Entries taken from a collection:
Issue #2949, opened 2025-02-04
Using retryCount results in UnsupportedOperationException


jkaving:
**In what version(s) of Spring AMQP are you seeing this issue?**

From 3.2.0

**Describe the bug**

Following [the retry algorithm example here](https://docs.spring.io/spring-amqp/reference/amqp/resilience-recovering-from-errors-and-broker-failures.html#retry-over-broker) (which uses the new `retryCount` message property) can result in an `UnsupportedOperationException` being thrown from `DefaultMessagePropertiesConverter.fromMessageProperties()`.
This happens if the message doesn't have any other headers.

`DefaultMessagePropertiesConverter.fromMessageProperties()` currently does [this](https://github.com/spring-projects/spring-amqp/blob/2aaa8db7d0b6a16a9c01f3c08e652f6bef2cb6ee/spring-rabbit/src/main/java/org/springframework/amqp/rabbit/support/DefaultMessagePropertiesConverter.java#L158-L162):
```java
...
Map<String, Object> headers = convertHeadersIfNecessary(source.getHeaders());
long retryCount = source.getRetryCount();
if (retryCount > 0) {
	headers.put(MessageProperties.RETRY_COUNT, retryCount);
}
...
```

The problem is that `convertHeadersIfNecessary()` does [this](https://github.com/spring-projects/spring-amqp/blob/2aaa8db7d0b6a16a9c01f3c08e652f6bef2cb6ee/spring-rabbit/src/main/java/org/springframework/amqp/rabbit/support/DefaultMessagePropertiesConverter.java#L190-L192) if the source message has no headers:
```java
...
if (CollectionUtils.isEmpty(headers)) {
	return Collections.emptyMap();
}
...
```

`Collections.emptyMap()` returns an unmodifiable `Map` (more specifically an instance of `Collections.EmptyMap`) so `headers.put()` will then result in an `UnsupportedOperationException`.

**To Reproduce**

Create a `MessageProperties` instance, increment the retry count and convert the message using `DefaultMessagePropertiesConverter`:
```java
MessageProperties props = new MessageProperties();
props.incrementRetryCount();
new DefaultMessagePropertiesConverter().fromMessageProperties(props, "UTF8");
```

**Expected behavior**

It should be possible to use `retryCount` even if the message doesn't have other headers.

PR #2950, opened 2025-02-04
GH-2949: Fix retryCount handling

jkaving:
Fixes https://github.com/spring-projects/spring-amqp/issues/2949

The handling of `retryCount` is moved into `convertHeadersIfNecessary()`, so that we can still return a `Collections.emptyMap()` if there are no headers in the source `MessageProperties` and no `retryCount` to add.

### DIFF
--- a/spring-rabbit/src/main/java/org/springframework/amqp/rabbit/support/DefaultMessagePropertiesConverter.java
+++ b/spring-rabbit/src/main/java/org/springframework/amqp/rabbit/support/DefaultMessagePropertiesConverter.java
@@ -43,6 +43,7 @@ import org.springframework.util.StringUtils;
  * @author Raylax Grey
  * @author Artem Bilan
  * @author Ngoc Nhan
+ * @author Johan Kaving
  *
  * @since 1.0
  */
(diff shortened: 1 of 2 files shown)


spring-rabbit/src/main/java/org/springframework/amqp/rabbit/support/DefaultMessagePropertiesConverter.java
```diff
@@ -155,11 +156,7 @@ else if (MessageProperties.RETRY_COUNT.equals(key)) {
 	@Override
 	public BasicProperties fromMessageProperties(final MessageProperties source, final String charset) {
 		BasicProperties.Builder target = new BasicProperties.Builder();
-		Map<String, Object> headers = convertHeadersIfNecessary(source.getHeaders());
-		long retryCount = source.getRetryCount();
-		if (retryCount > 0) {
-			headers.put(MessageProperties.RETRY_COUNT, retryCount);
-		}
```
jkaving, line 162: An alternative solution could be to keep the `retryCount` code here, but add some kind of check inside the `if (retryCount > 0)` block.

We could e.g., check if `headers` is empty:
```java
...
if (retryCount > 0) {
	if (headers.isEmpty()) {
		headers = new HashMap<>();
	}
	headers.put(MessageProperties.RETRY_COUNT, retryCount);
}
...
```
or catch the exception:
```java
...
if (retryCount > 0) {
	try {
		headers.put(MessageProperties.RETRY_COUNT, retryCount);
	} catch (UnsupportedOperationException e) {
		headers = Map.of(MessageProperties.RETRY_COUNT, retryCount);
	}
}
...
```

artembilan (approved):
I think I'm fine with what you did so far: less objects is better.

Sorry about missing the case when map of headers could be empty.

Will merge when the build is green.

Thank you!

PR #2977, opened 2025-02-16
Improve `build.gradle` for building antora

ngocnhan-tran1996:
When we build document, example with new version (4.0.0-SNAPSHOT) and it will work with Spring Framework 7.x version, but the current document is pointed with Spring `current` (6.2.x) version

>You can read more about that [here](https://docs.spring.io/spring-framework/reference/core/beans/java.html).

Reference
https://docs.spring.io/spring-amqp/reference/4.0-SNAPSHOT/sample-apps.html#hello-world-sync

That's why I think we can use gradle for improving the build document process.

The main points:
- The new Spring AMQP version document will be compatitable with Spring Framework version or Micrometer version document
- Reference javadoc will be easier, use `javadoc:org.springframework.amqp...` instead `{spring-amqp-java-docs}...`


build.gradle
```diff
@@ -1,3 +1,5 @@
+import java.util.regex.Pattern
```
artembilan, line 1: I prefer to not have imports in Gradle configs.
More over this is Groovy, so there is a way to deal with regular expressions without Java API: https://www.baeldung.com/groovy-pattern-matching

build.gradle
```diff
@@ -724,3 +724,32 @@ publishing {
...
 	}
 }
+
+def generateAttributes() {
+	def springDocs = "https://docs.spring.io"
+	def micrometerDocsPrefix = "https://docs.micrometer.io"
+
+	return [
+		'project-version': project.version,
+		'spring-integration-docs': "$springDocs/spring-integration/reference".toString(),
```
artembilan, line 734: Why do we need to call `toString()` on GString, when it is really String in the end after Groovy evaluation.

build.gradle
```diff
@@ -724,3 +724,32 @@ publishing {
...
+		'spring-framework-docs': "$springDocs/spring-framework/reference/%s".formatted(generateVersionWithoutPatch(springVersion)),
```
artembilan, line 735: I believe we don't need call `formatted()` since it is Groovy when its `${}` operator would do that trick for us.

artembilan (changes requested):

build.gradle
ngocnhan-tran1996: Without `toString()`, the antora file will be generated like

```yaml
    spring-integration-docs: !!org.codehaus.groovy.runtime.GStringImpl {
      }
```

This will cause exception when generating document

artembilan:
Thank you for your effort!
Unfortunately, I don't have too much time today to look into this for today's release, so this will be revised for the next milestone.

src/reference/antora/antora-playbook.yml
```diff
@@ -23,6 +23,7 @@ asciidoc:
   extensions:
     - '@asciidoctor/tabs'
     - '@springio/asciidoctor-extensions'
+    - '@springio/asciidoctor-extensions/javadoc-extension'
```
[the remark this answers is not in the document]
ngocnhan-tran1996: This line use for prefix `javadoc:` when generating document

The reference:
https://github.com/spring-io/asciidoctor-extensions?tab=readme-ov-file#javadoc

I think it will be easier when we use javadoc links in document instead prefix `{spring-amqp-java-docs}`

artembilan (approved):
I think this is good so far.
Merging it to give it a spin.

Thank you!

artembilan:
So, that didn't go well: https://docs.spring.io/spring-amqp/reference/4.0-SNAPSHOT/amqp/broker-configuration.html#builder-api

```
See the Javadoc for javadoc:org.springframework.amqp.core.QueueBuilder[org.springframework.amqp.core.QueueBuilder] and javadoc:org.springframework.amqp.core.ExchangeBuilder[org.springframework.amqp.core.ExchangeBuilder] for more information.
```

JavaDocs are not resolved.
Perhaps I was right that `docs-build` branch has to be fixed as well.

ngocnhan-tran1996:
I will checkout from docs-build and create PR for fixing this

PR #2984, opened 2025-02-21
Update antora version

ngocnhan-tran1996:


artembilan:
Now it is better: https://docs.spring.io/spring-amqp/reference/4.0-SNAPSHOT/amqp/broker-configuration.html#builder-api
Thank you!

I wonder if you are OK to do something similar for Spring Kafka project: https://github.com/spring-projects/spring-kafka 😄

PR #3006, opened 2025-03-10
Read x-death count in a safer way

raul-avila-ph:
We had an issue in our system trying to consume a message from RabbitMQ that contained an `x-death` header, with `count` value typed as Integer. This caused a ClassCastException in https://github.com/spring-projects/spring-amqp/blob/355be1ee4c20dd1179c6eed59bb43fac5d18db6b/spring-rabbit/src/main/java/org/springframework/amqp/rabbit/support/DefaultMessagePropertiesConverter.java#L150

The reason the `count` value was an int and not a long is that we were storing headers in an internal database as part of a recovery process, and the typing was slightly changed during serialisation / deserialisation.

We propose this pull request to make the reading process of the `count` field in `x-death` header safer.

### DIFF
--- a/spring-rabbit/src/main/java/org/springframework/amqp/rabbit/support/DefaultMessagePropertiesConverter.java
+++ b/spring-rabbit/src/main/java/org/springframework/amqp/rabbit/support/DefaultMessagePropertiesConverter.java
@@ -44,6 +44,7 @@ import org.springframework.util.StringUtils;
  * @author Artem Bilan
  * @author Ngoc Nhan
  * @author Johan Kaving
+ * @author Raul Avila
  *
  * @since 1.0
  */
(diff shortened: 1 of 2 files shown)


artembilan (changes requested):
The build has failed due to Checkstyle violations:
```
 Error: eckstyle] [ERROR] /home/runner/work/spring-amqp/spring-amqp/spring-rabbit/src/main/java/org/springframework/amqp/rabbit/support/DefaultMessagePropertiesConverter.java:36:1: Wrong order for 'org.springframework.util.NumberUtils' import. [ImportOrder]

> Task :spring-rabbit:checkstyleMain
Error: eckstyle] [ERROR] /home/runner/work/spring-amqp/spring-amqp/spring-rabbit/src/main/java/org/springframework/amqp/rabbit/support/DefaultMessagePropertiesConverter.java:153:33: 'if' is not followed by whitespace. [WhitespaceAfter]
Error: eckstyle] [ERROR] /home/runner/work/spring-amqp/spring-amqp/spring-rabbit/src/main/java/org/springframework/amqp/rabbit/support/DefaultMessagePropertiesConverter.java:153:33: 'if' is not followed by whitespace. [WhitespaceAround]
```
Also, please, add your name to the `@author` list of the affected classes.

In other place of the same class I just do:
```
					if (value instanceof Number numberValue) {
						target.setRetryCount(numberValue.longValue());
					}
```
Instead of `NumberUtils`.
I mean you still have problem with Checkstyle, so might be better to not use it at all 😄 

Please, run `gradlew check` command locally before pushing.

raul-avila-ph:
Apologies for the slightly messy commit, I had some restrictions in my company laptop and couldn't do a proper build.

Everything sorted now, any comments let me know.

artembilan:

PR #3015, opened 2025-03-13
Use backtick formatted property

ngocnhan-tran1996:


artembilan:
@ngocnhan-tran1996 ,

Issue #3115, opened 2025-07-07
Setter for RabbitStreamTemplateObservationConvention in RabbitStreamTemplate


mangila:
Missing a setter method for RabbitStreamTemplateObservationConvention  in RabbitStreamTemplate

No setter is available

I can't add custom tags for granular observation

Workaround -- create a custom scope around send()

```java
 Span customSpan = tracer.nextSpan().name("custom.name").start();
        try (Tracer.SpanInScope scope = tracer.withSpan(customSpan)) {
            customSpan.tag("custom.tag", "value");
            return rabbitStreamTemplate.send(message);
        } finally {
            customSpan.end();
        }
```

mangila:
Seems all set! Thanks to @ngocnhan-tran1996 
Thanks!

PR #3116, opened 2025-07-07
Add observationConvention Setter for RabbitStreamTemplate

ngocnhan-tran1996:
Closes gh-3115

### DIFF
--- a/spring-rabbit-stream/src/main/java/org/springframework/rabbit/stream/producer/RabbitStreamTemplate.java
+++ b/spring-rabbit-stream/src/main/java/org/springframework/rabbit/stream/producer/RabbitStreamTemplate.java
@@ -222,9 +222,9 @@ public class RabbitStreamTemplate implements RabbitStreamOperations, Application
 	}
 
 	/**
-	 * Set an observation convention; used to add additional key/values to observations.
+	 * Set a custom {@link RabbitStreamTemplateObservationConvention}.
 	 * @param observationConvention the convention.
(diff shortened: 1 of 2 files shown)


spring-rabbit-stream/src/main/java/org/springframework/rabbit/stream/producer/RabbitStreamTemplate.java
```diff
@@ -221,6 +221,14 @@ public void setObservationEnabled(boolean observationEnabled) {
 		this.observationEnabled = observationEnabled;
 	}
 
+	/**
+	 * Set an observation convention; used to add additional key/values to observations.
```
artembilan: I don't think that custom convention is only for key/value.
Let's call it like:
```
* Set a custom {@link RabbitStreamTemplateObservationConvention}.
```
No need to specific and confusion.

spring-rabbit-stream/src/main/java/org/springframework/rabbit/stream/producer/RabbitStreamTemplate.java
```diff
@@ -221,6 +221,14 @@ public void setObservationEnabled(boolean observationEnabled) {
...
+	 * @param observationConvention the convention.
+	 * @since 4.0
```
artembilan: `3.2.6`, please.

We are going to back-port this as a bug.

artembilan (changes requested):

EXERCISE DIRECTIONS -
Give the number of lines in the data above that contain the word "antora", with no accompanying text.

EXPECTED ANSWER -
4